Scott Fung1, Hannah S J Choi1, Adam Gehring1, Harry L A Janssen1
Author information
1Toronto Centre for Liver Disease, Toronto General Hospital, Canada.
Abstract
Chronic hepatitis B virus (HBV) infection is a global public health burden estimated to impact nearly 300 million people worldwide. Despite the advent of potent antiviral agents that effectively suppress viral replication, HBV cure remains difficult to achieve due to the persistence of the covalently closed circular DNA, HBV DNA integration into the host genome, and impaired immune response. Indefinite treatment is necessary for most patients to maintain the level of viral suppression.
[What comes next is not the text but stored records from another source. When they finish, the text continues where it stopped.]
PR #144, opened 2023-03-03
Relax subject name

### LINKED ISSUE #142: Relax subject.name requirements for v1
[`subject.name` currently says](https://github.com/in-toto/attestation/blob/main/spec/v1.0-draft/statement.md#:~:text=subject%5B*%5D.name%20string%2C%20required):

'If the name is not meaningful, use "_"'

and 

'MUST be non-empty and unique within subject.'

This means that for cases where the name isn't meaningful, but there are multiple subjects, producers must specify a name, even if they don't care what it is.

That's usually fine, however when there is a large number of subjects this leads to a case where the size of the statement can become _very_ large and filled with information that is "not meaningful".  E.g. we have a case with ~92K subjects.  If we populate name with the filename (which we don't really care about) the resulting statement is ~25MB.  If, however, we don't set the subject name _at all_ then the resulting statement is ~11MB, a significant savings in size and generation time.

Suggestion:
Make `subject.name` _optional_ but require "if set MUST be set for _all_ subjects and MUST be non-empty and unique within subject".

This may cause trouble for parsers who turn the repeated subject field into a map keyed by name.  We would encourage them to generate some unique value when the encounter empty/missing names.

Does this sound reasonable?

TomHennen:
Don't make producers set subject.name if it doesn't mean anything.
This simplifies their workflow and reduces the size & cost of
producing statements when there are a lot of subjects.

Retain option to use '_' for backwards compatibility, could
probably remove that without any harm.

fixes #142

### DIFF
--- a/spec/v1.0-draft/statement.md
+++ b/spec/v1.0-draft/statement.md
@@ -54,13 +54,15 @@ Additional [parsing rules] apply.
 
 > Identifier to distinguish this artifact from others within the `subject`.
 >
-> The semantics are up to the producer and consumer. Because consumers evaluate
-> the name against a policy, the name SHOULD be stable between attestations. If
-> the name is not meaningful leave the field unset or use "\_". For example, a
-> [SLSA Provenance] attestation might use the name to specify output filename,
-> expecting the consumer to only considers entries with a particular name.
-> Alternatively, a vulnerability scan attestation might leave name unset
-> because the results apply regardless of what the artifact is named.
+> The semantics are up to the producer and consumer and they MAY use it when
+> evaluating policy. If the name is not meaningful leave the field unset or
+> use "\_". For example, a [SLSA Provenance] attestation might use the name
+> to specify output filename, expecting the consumer to only consider
+> entries with a particular name. Alternatively, a vulnerability scan
+> attestation might leave name unset because the results apply regardless of
+> what the artifact is named.
+>
+> If set `name` SHOULD be unique within subject.
 
 `predicateType` _string ([TypeURI]), required_
 
--- a/spec/v1.0-draft/statement.md
+++ b/spec/v1.0-draft/statement.md
@@ -55,14 +55,14 @@ Additional [parsing rules] apply.
 > Identifier to distinguish this artifact from others within the `subject`.
 >
 > The semantics are up to the producer and consumer and they MAY use it when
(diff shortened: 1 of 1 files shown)


TomHennen:
@MarkLodato @AdamZWu FYI

spec/v1.0-draft/statement.md
```diff
@@ -50,19 +50,19 @@ Additional [parsing rules] apply.
...
 >
-> The semantics are up to the producer and consumer. Because consumers evaluate
-> the name against a policy, the name SHOULD be stable between attestations. If
-> the name is not meaningful, use "\_". For example, a [SLSA Provenance]
-> attestation might use the name to specify output filename, expecting the
-> consumer to only considers entries with a particular name. Alternatively, a
-> vulnerability scan attestation might use the name "\_" because the results
-> apply regardless of what the artifact is named.
+> The semantics are up to the producer and consumer and they MAY use it when
+> evaluating policy. If the name is not meaningful leave the field unset or
```
MarkLodato, line 58:
```suggestion
> evaluating policy. If the name is not meaningful, leave the field unset or
```

spec/v1.0-draft/statement.md
```diff
@@ -50,19 +50,19 @@ Additional [parsing rules] apply.
...
+> use "\_". For example, a [SLSA Provenance] attestation might use the name
+> to specify output filename, expecting the consumer to only consider
+> entries with a particular name. Alternatively, a vulnerability scan
+> attestation might leave name unset because the results apply regardless of
+> what the artifact is named.
 >
-> MUST be non-empty and unique within `subject`.
+> If set `name` SHOULD be unique within subject.
```
MarkLodato, line 65:
```suggestion
> If set, `name` SHOULD be unique within subject.
```

MarkLodato (approved):

spec/v1.0-draft/statement.md
TomHennen: You know, I _had_ a comma there and second guessed myself.

Done.

spec/v1.0-draft/statement.md
TomHennen: Done

marcelamelara (approved):
LGTM. Thanks, Tom!

pxp928 (approved):
LGTM! I agree that the name should be optional if not useful. Thanks @TomHennen

PR #146, opened 2023-03-07
Remove .0 from the _type uri

TomHennen:
Any minor changes should be backwards compatible so there's no need to identify type in the statement and it could actually be harmful.

Leaving it as is in docs and such because the text could change with point releases.

refs #130


pxp928 (approved):

pxp928:
Thanks @TomHennen

joshuagl (approved):

PR #148, opened 2023-03-08
Update extension fields

### LINKED ISSUE #147: Extension fields and dots
I am trying to store an SLSA Provenance which defers to the in-toto specification for extension fields:

> Extension fields: Producers MAY add extension fields to any JSON object by using a property name that is a [TypeURI](https://github.com/in-toto/attestation/blob/main/spec/v1.0-draft/scalar_field_types.md#TypeURI). The use of URI is to protect against name collisions. Consumers MAY parse and use these extensions if desired. The presence or absence of the extension field MUST NOT influence the meaning of any other field, and the field MUST follow the monotonic princple.

This format results in field names that are not legal in MongoDB.   The period is used in queries to query subdocuments.   I suspect this will be a problem with other document based stores.  It seems from the RFC that the TypeURI is meant to be used as a way of creating unique values (like its use for _type), but not intended as a way of creating unique field names.

TomHennen:
Extension fields no longer recommend using TypeURI as a name since this can cause problems for some users.

Instead we recommend avoiding `.` and `$` and simply advise users to avoid names that may collide, without telling
them how to do so.  Users are encouraged to file an issue to document extensions they're using.

fixes #147.

### DIFF
--- a/spec/v1.0-draft/README.md
+++ b/spec/v1.0-draft/README.md
@@ -33,10 +33,10 @@ model.
     with names used by other orgs. Producers MAY file an issue/PR to document
     extension fields they're using. Any consumer MAY parse and use these
     extensions if desired.
-    
+
     Field names SHOULD avoid special characters like `.` and `$` as these
     can make querying these fields in some databases more difficult.
-    
+
     The presence or absence of the extension field MUST NOT influence the
     meaning of any other field, and the field MUST follow the monotonic
     princple.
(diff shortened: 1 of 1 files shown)


TomHennen:
@danzehme does this resolve your issue?

TomHennen:
@MarkLodato FYI, I'm not sure if this will change anything for SLSA?  We don't forbid using TypeURI as field names, but it's discouraged.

The success of direct-acting antivirals (DAAs) for hepatitis C treatment has rejuvenated the search for a cure for chronic hepatitis B (CHB), though HBV cure likely requires an additional layer: immunomodulators for restoration of robust immune responses. DAAs such as entry inhibitors, capsid assembly modulators, inhibitors of subviral particle release, cccDNA silencers, and RNA interference molecules have reached clinical development. Immunomodulators, namely innate immunomodulators (toll-like receptor agonists), therapeutic vaccines, checkpoint inhibitors, and monoclonal antibodies, are also progressing towards clinical development. The future of HBV cure possibly lies in triple combination therapies with concerted action on replication inhibition, antigen reduction, and immune stimulation. Many obstacles remain, such as overcoming translational failures, choosing the right endpoint using the right biomarkers, and leveraging current treatments in combination regimens to enhance response rates. This review gives an overview of the current therapies for CHB, HBV biomarkers used to evaluate treatment response, and development of DAAs and immune-targeting drugs, and discusses the limitations and unanswered questions on the journey to HBV cure.